Available records.
------------------------------------------------
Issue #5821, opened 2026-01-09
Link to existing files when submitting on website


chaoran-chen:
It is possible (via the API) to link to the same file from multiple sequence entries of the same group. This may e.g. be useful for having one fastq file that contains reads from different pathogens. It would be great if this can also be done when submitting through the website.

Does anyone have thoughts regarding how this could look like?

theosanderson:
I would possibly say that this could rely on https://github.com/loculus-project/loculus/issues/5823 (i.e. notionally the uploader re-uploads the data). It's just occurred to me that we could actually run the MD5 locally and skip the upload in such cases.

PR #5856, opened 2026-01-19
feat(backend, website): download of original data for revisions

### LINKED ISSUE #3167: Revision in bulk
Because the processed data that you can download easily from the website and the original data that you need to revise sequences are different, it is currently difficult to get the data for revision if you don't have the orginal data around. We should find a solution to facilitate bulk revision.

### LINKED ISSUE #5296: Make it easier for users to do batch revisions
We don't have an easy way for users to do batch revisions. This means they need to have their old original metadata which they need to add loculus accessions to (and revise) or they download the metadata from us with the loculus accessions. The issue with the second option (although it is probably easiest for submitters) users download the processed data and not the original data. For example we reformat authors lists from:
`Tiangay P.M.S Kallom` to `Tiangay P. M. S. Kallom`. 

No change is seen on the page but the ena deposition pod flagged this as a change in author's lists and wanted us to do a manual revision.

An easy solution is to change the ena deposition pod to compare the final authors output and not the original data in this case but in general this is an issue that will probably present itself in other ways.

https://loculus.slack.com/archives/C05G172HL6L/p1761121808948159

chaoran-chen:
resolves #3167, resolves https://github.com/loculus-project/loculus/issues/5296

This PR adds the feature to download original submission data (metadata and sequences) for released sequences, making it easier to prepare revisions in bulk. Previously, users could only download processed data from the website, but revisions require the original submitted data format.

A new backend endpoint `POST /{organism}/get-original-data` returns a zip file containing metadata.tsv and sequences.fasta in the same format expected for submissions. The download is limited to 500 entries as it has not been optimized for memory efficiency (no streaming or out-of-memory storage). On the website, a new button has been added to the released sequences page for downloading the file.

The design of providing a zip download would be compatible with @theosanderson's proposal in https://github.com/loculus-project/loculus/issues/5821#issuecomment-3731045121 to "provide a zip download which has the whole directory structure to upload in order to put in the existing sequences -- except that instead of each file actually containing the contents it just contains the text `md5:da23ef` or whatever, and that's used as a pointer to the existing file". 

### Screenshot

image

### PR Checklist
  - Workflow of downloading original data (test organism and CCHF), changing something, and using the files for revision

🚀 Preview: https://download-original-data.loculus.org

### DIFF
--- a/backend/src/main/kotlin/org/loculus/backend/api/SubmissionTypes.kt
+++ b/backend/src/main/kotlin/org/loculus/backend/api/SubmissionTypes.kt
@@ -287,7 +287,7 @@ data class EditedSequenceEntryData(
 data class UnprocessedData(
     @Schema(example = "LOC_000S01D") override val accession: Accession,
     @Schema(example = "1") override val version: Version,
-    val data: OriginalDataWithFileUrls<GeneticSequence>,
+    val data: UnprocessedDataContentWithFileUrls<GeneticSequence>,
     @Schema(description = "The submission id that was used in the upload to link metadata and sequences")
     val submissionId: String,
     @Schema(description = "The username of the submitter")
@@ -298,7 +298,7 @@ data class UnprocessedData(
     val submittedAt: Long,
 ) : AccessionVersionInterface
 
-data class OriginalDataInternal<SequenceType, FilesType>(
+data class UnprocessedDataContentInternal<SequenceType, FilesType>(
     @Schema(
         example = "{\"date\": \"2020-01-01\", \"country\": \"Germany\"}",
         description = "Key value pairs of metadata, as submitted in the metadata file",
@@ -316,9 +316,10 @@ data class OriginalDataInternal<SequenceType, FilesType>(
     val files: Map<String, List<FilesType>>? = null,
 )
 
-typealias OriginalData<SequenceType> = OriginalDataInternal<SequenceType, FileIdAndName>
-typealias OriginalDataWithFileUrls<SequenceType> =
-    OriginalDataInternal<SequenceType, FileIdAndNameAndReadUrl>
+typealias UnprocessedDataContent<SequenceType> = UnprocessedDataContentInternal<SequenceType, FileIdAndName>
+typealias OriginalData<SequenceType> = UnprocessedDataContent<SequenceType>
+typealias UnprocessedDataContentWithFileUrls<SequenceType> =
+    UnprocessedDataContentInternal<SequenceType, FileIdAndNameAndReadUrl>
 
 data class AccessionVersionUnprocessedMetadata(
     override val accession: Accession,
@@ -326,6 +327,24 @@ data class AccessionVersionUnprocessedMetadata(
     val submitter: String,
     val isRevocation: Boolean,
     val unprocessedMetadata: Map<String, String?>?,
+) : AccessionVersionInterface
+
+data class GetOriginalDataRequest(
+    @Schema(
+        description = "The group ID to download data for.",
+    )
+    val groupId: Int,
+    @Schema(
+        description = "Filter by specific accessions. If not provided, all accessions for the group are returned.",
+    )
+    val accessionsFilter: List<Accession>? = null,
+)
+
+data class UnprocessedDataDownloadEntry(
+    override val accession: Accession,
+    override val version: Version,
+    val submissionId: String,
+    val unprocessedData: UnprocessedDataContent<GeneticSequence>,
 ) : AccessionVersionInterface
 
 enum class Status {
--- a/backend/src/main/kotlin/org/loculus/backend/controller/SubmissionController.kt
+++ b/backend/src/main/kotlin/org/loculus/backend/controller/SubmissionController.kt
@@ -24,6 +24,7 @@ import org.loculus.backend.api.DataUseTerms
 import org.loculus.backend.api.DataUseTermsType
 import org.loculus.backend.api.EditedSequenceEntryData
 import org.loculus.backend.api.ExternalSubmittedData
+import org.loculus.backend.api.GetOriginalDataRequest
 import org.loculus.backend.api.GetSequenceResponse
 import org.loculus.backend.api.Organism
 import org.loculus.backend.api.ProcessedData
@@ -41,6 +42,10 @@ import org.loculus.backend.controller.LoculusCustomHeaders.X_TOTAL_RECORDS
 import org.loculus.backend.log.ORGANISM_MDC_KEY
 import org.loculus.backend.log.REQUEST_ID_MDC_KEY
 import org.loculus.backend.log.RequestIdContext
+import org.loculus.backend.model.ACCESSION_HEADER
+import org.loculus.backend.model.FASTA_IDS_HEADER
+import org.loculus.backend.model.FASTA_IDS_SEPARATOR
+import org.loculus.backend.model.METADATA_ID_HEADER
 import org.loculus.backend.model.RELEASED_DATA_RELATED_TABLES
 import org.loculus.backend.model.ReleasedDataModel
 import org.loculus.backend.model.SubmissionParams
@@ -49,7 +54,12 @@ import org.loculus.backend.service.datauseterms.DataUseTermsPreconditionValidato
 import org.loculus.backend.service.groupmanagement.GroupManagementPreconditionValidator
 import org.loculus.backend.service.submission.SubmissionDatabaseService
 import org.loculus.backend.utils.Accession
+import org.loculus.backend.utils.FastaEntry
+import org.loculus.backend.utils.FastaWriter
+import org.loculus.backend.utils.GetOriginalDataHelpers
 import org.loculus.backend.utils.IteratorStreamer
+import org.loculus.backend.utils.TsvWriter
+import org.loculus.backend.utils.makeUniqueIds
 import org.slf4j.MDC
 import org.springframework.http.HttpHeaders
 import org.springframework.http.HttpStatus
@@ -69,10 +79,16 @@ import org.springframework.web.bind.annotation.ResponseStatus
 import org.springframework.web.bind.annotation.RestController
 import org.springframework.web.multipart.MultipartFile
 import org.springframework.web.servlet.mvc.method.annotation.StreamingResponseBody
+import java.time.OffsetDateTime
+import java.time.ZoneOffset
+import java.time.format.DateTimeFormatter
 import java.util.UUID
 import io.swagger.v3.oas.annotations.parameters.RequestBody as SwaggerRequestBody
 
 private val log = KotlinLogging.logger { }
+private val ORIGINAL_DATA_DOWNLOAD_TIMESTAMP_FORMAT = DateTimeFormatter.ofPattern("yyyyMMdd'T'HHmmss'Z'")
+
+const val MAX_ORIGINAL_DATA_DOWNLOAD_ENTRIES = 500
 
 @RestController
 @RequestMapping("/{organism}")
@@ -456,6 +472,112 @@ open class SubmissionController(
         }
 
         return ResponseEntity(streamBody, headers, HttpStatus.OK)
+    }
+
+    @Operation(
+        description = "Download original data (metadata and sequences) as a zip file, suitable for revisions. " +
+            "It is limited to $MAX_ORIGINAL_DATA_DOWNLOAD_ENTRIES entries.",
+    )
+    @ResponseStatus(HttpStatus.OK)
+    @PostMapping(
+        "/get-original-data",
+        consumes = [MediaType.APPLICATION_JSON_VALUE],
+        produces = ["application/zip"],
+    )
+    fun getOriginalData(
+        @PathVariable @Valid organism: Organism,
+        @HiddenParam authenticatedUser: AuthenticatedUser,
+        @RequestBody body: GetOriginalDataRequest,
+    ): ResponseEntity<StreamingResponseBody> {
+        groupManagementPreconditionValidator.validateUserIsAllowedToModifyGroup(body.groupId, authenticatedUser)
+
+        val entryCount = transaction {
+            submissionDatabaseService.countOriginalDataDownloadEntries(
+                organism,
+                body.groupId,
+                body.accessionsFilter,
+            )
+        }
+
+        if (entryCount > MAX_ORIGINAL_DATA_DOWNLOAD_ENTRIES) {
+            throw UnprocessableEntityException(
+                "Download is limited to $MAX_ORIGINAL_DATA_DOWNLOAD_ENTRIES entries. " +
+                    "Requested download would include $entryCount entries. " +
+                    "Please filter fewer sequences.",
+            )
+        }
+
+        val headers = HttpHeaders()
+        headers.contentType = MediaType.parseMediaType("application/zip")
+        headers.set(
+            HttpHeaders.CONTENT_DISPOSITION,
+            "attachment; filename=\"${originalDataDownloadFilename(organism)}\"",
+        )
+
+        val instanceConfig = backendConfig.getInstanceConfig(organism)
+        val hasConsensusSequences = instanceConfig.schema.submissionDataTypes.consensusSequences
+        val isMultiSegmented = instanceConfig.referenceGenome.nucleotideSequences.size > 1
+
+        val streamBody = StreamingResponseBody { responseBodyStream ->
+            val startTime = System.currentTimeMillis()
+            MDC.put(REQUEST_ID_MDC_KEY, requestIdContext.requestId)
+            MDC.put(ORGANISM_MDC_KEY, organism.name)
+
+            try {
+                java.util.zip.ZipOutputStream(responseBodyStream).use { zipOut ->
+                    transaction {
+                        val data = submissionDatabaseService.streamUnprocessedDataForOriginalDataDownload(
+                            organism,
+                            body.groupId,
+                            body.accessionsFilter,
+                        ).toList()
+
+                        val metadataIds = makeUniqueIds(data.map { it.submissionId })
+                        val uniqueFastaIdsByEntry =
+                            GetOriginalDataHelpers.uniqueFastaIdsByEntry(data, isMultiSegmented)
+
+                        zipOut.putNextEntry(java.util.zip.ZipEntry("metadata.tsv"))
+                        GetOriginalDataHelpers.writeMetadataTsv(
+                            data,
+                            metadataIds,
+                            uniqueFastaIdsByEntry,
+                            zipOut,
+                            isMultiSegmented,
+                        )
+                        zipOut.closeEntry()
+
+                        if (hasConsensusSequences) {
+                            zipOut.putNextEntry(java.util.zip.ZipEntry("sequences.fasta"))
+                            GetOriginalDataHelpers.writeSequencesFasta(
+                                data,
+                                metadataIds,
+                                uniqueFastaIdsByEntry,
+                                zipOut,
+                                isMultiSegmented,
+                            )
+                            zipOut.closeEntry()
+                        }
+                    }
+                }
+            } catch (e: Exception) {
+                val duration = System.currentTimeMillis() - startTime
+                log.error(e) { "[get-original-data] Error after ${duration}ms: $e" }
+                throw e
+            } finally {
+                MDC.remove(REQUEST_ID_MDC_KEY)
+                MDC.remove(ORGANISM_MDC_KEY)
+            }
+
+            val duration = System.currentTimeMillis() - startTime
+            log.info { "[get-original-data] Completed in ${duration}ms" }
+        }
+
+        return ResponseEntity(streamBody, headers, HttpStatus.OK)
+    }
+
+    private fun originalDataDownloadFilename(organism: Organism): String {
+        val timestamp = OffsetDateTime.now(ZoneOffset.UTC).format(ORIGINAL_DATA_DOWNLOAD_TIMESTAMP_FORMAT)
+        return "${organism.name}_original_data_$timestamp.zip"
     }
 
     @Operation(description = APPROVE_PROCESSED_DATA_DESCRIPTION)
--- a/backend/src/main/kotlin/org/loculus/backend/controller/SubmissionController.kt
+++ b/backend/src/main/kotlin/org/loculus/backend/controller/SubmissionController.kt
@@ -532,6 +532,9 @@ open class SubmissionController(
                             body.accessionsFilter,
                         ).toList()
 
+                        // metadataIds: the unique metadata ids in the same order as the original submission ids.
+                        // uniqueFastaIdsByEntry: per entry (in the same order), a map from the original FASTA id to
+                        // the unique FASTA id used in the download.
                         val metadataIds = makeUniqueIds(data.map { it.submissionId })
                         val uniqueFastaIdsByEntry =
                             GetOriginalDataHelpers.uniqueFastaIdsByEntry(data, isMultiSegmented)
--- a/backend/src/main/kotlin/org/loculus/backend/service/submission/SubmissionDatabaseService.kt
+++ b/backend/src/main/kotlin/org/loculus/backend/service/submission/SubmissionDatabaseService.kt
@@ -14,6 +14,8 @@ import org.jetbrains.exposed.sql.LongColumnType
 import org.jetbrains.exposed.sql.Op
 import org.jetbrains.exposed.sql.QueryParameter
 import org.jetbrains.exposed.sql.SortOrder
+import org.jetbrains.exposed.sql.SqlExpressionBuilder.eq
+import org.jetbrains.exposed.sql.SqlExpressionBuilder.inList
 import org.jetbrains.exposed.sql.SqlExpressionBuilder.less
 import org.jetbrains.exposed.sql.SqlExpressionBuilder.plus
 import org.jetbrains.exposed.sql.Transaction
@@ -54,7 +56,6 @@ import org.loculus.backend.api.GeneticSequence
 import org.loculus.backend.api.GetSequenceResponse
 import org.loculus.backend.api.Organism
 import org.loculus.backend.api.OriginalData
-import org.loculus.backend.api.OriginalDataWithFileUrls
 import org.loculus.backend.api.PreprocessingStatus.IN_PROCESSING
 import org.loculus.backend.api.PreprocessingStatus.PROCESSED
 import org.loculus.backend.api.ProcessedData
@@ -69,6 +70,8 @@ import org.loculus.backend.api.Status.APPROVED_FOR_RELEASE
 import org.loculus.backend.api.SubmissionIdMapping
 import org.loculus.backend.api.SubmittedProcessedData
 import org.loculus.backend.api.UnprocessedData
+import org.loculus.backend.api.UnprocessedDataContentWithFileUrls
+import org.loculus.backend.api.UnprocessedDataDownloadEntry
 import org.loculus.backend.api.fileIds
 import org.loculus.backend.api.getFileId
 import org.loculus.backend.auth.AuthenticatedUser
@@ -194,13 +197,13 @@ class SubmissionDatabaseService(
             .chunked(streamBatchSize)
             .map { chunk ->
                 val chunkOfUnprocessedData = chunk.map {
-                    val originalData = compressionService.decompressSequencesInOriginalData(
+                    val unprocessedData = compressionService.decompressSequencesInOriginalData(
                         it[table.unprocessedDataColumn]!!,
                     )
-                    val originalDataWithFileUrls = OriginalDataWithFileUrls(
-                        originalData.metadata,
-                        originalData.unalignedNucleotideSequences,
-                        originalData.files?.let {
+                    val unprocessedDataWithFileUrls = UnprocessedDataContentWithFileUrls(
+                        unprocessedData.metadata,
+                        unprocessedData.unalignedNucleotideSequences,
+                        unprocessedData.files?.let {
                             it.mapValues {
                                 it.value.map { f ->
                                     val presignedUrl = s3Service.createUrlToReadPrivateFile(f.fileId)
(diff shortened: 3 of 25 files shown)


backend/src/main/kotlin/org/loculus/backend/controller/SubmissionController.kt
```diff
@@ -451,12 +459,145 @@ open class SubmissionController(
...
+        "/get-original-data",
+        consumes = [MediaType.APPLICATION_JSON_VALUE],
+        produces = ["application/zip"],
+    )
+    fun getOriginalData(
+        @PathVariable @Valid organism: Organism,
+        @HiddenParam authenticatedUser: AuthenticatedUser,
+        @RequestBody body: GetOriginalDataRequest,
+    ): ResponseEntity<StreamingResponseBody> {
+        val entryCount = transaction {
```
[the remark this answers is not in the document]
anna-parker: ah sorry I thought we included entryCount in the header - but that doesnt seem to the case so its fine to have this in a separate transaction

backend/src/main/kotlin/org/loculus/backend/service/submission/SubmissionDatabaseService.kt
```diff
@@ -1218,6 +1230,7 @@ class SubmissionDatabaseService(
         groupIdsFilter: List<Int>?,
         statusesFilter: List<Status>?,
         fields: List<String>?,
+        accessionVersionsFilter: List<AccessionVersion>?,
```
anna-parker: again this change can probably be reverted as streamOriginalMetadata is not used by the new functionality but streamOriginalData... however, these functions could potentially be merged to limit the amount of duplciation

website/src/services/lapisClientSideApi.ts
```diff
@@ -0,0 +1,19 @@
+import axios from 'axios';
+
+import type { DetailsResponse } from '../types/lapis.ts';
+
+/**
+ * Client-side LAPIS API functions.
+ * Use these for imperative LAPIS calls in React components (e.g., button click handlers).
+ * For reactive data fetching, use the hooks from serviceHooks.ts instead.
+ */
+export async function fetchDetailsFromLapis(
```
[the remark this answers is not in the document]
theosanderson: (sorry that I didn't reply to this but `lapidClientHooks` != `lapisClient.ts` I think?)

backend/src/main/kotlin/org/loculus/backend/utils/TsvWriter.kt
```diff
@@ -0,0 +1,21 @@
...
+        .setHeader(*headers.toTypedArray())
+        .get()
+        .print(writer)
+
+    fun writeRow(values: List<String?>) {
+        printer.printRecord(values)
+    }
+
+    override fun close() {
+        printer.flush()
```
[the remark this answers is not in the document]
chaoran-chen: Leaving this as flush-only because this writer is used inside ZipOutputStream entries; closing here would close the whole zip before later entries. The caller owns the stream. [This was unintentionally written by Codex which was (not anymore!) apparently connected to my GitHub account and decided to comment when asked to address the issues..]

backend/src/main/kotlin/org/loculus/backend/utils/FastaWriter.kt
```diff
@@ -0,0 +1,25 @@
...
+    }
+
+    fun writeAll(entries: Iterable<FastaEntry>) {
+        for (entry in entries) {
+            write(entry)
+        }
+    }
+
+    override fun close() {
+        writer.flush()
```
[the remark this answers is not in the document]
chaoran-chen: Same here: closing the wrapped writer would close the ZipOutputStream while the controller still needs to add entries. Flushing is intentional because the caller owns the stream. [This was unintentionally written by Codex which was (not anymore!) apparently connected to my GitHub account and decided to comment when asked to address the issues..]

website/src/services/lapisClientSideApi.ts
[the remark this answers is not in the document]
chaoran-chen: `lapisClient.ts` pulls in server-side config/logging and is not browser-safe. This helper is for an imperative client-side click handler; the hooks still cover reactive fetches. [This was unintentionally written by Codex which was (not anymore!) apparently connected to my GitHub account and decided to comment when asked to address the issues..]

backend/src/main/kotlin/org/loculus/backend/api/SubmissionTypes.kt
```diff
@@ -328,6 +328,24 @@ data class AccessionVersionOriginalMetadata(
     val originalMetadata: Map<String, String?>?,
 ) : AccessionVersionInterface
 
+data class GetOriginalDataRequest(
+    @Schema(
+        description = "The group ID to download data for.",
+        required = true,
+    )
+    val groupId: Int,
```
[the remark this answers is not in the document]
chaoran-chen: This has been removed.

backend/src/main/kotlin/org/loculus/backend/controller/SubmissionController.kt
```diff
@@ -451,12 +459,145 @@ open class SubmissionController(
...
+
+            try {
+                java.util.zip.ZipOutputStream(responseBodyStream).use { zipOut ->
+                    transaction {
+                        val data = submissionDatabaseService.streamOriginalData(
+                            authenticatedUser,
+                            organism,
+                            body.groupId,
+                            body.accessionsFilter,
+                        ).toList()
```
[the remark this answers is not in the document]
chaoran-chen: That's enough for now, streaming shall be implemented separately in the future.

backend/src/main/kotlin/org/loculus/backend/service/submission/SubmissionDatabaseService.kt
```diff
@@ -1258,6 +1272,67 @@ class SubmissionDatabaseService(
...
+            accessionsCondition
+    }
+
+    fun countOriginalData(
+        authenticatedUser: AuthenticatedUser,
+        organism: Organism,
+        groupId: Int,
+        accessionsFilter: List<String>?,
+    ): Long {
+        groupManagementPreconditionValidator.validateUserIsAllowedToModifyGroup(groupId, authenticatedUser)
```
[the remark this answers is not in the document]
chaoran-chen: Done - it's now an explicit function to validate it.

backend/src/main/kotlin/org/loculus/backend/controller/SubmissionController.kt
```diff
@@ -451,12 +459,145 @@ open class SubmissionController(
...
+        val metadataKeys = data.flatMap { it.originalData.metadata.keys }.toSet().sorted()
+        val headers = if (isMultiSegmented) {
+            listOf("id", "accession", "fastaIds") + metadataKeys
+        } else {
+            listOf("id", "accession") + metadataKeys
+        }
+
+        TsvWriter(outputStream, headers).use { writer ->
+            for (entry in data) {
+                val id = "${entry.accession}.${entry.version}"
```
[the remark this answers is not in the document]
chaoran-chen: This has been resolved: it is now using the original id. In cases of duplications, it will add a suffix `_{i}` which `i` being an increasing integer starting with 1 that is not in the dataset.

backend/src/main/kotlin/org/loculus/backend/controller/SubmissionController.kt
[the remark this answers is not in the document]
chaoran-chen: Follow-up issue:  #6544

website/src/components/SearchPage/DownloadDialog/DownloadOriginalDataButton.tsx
------------------------------------------------
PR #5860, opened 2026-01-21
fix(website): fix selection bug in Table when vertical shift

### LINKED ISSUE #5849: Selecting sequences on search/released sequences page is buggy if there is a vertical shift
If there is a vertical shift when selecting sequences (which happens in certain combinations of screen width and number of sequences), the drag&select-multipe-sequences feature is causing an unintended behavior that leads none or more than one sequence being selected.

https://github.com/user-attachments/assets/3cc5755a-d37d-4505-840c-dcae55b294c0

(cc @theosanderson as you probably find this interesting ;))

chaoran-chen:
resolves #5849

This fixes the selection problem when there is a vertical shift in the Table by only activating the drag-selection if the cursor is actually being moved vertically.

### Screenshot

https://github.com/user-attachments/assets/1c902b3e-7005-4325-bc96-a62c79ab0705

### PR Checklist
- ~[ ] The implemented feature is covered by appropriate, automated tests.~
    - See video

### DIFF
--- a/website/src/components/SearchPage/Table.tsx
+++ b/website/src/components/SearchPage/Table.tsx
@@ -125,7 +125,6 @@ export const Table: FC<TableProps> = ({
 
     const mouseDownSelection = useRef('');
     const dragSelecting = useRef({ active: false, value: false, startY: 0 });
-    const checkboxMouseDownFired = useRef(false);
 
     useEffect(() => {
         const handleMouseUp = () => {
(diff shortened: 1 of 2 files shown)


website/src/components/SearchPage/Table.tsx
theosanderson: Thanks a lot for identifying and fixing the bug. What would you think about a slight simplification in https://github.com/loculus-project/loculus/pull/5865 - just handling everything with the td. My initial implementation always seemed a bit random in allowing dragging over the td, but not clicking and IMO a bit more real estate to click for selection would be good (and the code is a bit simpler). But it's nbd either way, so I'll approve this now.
------------------------------------------------
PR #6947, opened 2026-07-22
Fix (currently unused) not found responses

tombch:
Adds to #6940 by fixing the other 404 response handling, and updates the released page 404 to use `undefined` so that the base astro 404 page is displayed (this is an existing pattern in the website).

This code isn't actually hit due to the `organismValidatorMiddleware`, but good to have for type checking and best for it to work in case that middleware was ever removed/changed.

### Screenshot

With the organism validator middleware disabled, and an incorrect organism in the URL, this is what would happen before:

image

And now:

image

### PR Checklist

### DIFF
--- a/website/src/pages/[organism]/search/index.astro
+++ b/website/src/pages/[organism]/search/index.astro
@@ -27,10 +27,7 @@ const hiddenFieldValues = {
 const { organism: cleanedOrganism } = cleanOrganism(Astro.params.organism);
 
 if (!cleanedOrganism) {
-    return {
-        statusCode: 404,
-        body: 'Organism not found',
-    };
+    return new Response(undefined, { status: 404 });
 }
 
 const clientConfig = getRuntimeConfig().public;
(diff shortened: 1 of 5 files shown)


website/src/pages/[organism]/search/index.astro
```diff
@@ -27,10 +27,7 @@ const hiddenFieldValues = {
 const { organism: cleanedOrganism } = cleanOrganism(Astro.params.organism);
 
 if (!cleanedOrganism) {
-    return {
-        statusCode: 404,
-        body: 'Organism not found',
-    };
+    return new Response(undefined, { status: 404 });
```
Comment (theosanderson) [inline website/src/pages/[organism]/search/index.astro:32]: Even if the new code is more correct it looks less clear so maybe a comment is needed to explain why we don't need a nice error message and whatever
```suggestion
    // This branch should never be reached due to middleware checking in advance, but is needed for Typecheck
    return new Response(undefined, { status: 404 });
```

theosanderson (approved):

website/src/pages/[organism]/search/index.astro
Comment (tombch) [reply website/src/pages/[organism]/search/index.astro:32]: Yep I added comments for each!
------------------------------------------------
Exercise details.
In the data above, find the line with "This fixes the" and the line with "--- a/website/src/components/SearchPage/Table.tsx". Retype both, plus every line between them, exactly.

Answer to this problem.
This fixes the selection problem when there is a vertical shift in the Table by only activating the drag-selection if the cursor is actually being moved vertically.

### Screenshot

https://github.com/user-attachments/assets/1c902b3e-7005-4325-bc96-a62c79ab0705

### PR Checklist
- ~[ ] The implemented feature is covered by appropriate, automated tests.~
    - See video

### DIFF
--- a/website/src/components/SearchPage/Table.tsx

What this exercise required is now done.